Naqueles tempos não tinha celular, e-mail, Facebook, Whats App, nada disso. O contato com ela tinha de ser feito por telefone. Depois de descoberto o número – o que já era uma façanha e tanto –, tínhamos de enfrentar uma batalha: ligar para a casa dela, correndo o risco de sermos surpreendidos por seu pai ou sua mãe. O pai, é claro, sempre atendia com aquela voz grave indicativa de que era macho. Sem graça e educadíssimos, pedíamos o favor de chamar a filha. O sujeito, que não era bobo, nem nada, perguntava sua identidade. Não havia saída: você tinha que dizer o nome. Dependendo da boçalidade dele, telefone no gancho.

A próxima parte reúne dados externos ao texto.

Issue #348, opened 2026-06-19
Swarm: GoodAccess VPN instability drops tunnels at multiple sites and aborts runs


Ultimate-Storm:
## Problem
The GoodAccess VPN (gateway `14357-de-9957-tt8rw.accessgate.cloud`) intermittently drops site tunnels. A drop **during the swarm's peer-to-peer round gather** returns `ERROR` → fatal abort of the whole run. Now confirmed at **two different sites**, which points to a **gateway-side** problem rather than a single node.

## Evidence (June 2026)
- **UKA** (`titan`, NetworkManager-OpenVPN, this gateway): recurring OpenVPN `--ping-restart` drops. On Jun 17 the client exited fatally on a failed `--up/--down` helper and **stayed down ~2.5 h** with no auto-reconnect (the VPN password was agent-owned, so only an interactive session could re-supply it). Same trigger seen Jun 13.
- **VHIO** (`openvpn --config .../accessgate.cloud.ovpn`, same gateway): tunnel dropped ~04:46 UTC Jun 19 and re-handshook at 04:52 — a ~6-min drop that aborted run `696648fe` at round 8 during the gather.
- GoodAccess support engaged; they reported the UKA outage was node/path-side and requested client logs (provided).

## Mitigation already applied (UKA)
- VPN secret moved to **system storage** (`password-flags=0`) so a background process can reconnect.
- Added a **systemd watchdog** (`goodaccess-vpn-watchdog.timer`, 30 s) that re-ups `tun0` only when it has dropped → ~30 s recovery vs ~2.5 h. Non-disruptive (no-op while healthy).

## Proposed fixes
1. **Standardize a resilient, unattended VPN client across all sites**: system-stored credentials, auto-reconnect (`keepalive` / `ping-restart`, `Restart=always` or the watchdog pattern), documented as a client-setup step. VHIO's plain-`openvpn` daemon already self-recovers (~6 min); UKA needed the watchdog — converge them.
2. **Escalate gateway stability with GoodAccess** — multi-site evidence supports a gateway-side fix; explore keepalive / `explicit-exit-notify` tuning or a dedicated gateway.
3. Pair with the **fault-tolerance** issue (retry/tolerate a brief peer drop in the gather) and **warm-continue** (bound the cost of any drop) so a short blip can no longer destroy a multi-hour run.
4. Add a VPN-robustness checklist to the participant guide.

## References
[...]

PR #345, opened 2026-06-18
Harden ODELIA swarm: 24h timeouts + wait-for-all, preflight checks, cgroupfs fix, docs

Ultimate-Storm:
## Why
Consolidates the fixes from a real 8-site ODELIA swarm campaign so future builds/runs are robust and participants can self-detect/fix problems **before** a run. **Supersedes #339** (24 h timeouts); builds on **#327** (merged — per-model swarm configs, `--shm-size`, MODEL_NAME gating). Full catalogue: `docs/SWARM_FAILURE_MODES.md`.

## What

**Config — all 6 `challenge_*` jobs + `ODELIA_ternary_classification`**
- server (`config_fed_server.conf`): `max_status_report_interval` 300 s → **24 h**, `progress_timeout` 8 h → **24 h**, `start_task_timeout`→60 min, `configure_task_timeout`→30 min. (A slow site is silent for its whole round; the 5-min status interval caused the `didn't report status` abort — F1.)
- client (`config_fed_client.conf`): `learn_task_timeout` 8 h → **24 h**; **`min_responses_required` 2 → 6 (wait-for-all)** so a slow site is never left behind (prevents `MODEL_UNRECOGNIZED` desync — F5). Documented tradeoff: a mid-round drop then stalls until `learn_task_timeout`; set this to the participating-client count.

**Preflight checks** — `docker_config/master_template.yml` (`_preflight_host_checks`), run for `--dummy_training`/`--preflight_check`/`--start_client`, print a PASS/WARN/FAIL block with remediation for: GPU usable in container (F2), **systemd cgroup-driver risk** (F2), read-only cache path (F4), server reachability (F6), and a stale `daemon_pid.fl` (F3, auto-cleared when no client is running).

Em alguns casos, na cara dura, perguntava: “O que você quer com ela?”. Aquilo era um constrangimento suficiente para suscitar uma resposta simples, mas honesta: “Quero falar com ela”. A reação dele poderia ser, também, o telefone no gancho.

O máximo era quando as meninas tinham uma linha reservada no quarto. Aí, a coisa fluía. O problema é que, naqueles tempos, linha telefônica custava uma bala. Dificilmente, uma menina dessas daria bola pra gente.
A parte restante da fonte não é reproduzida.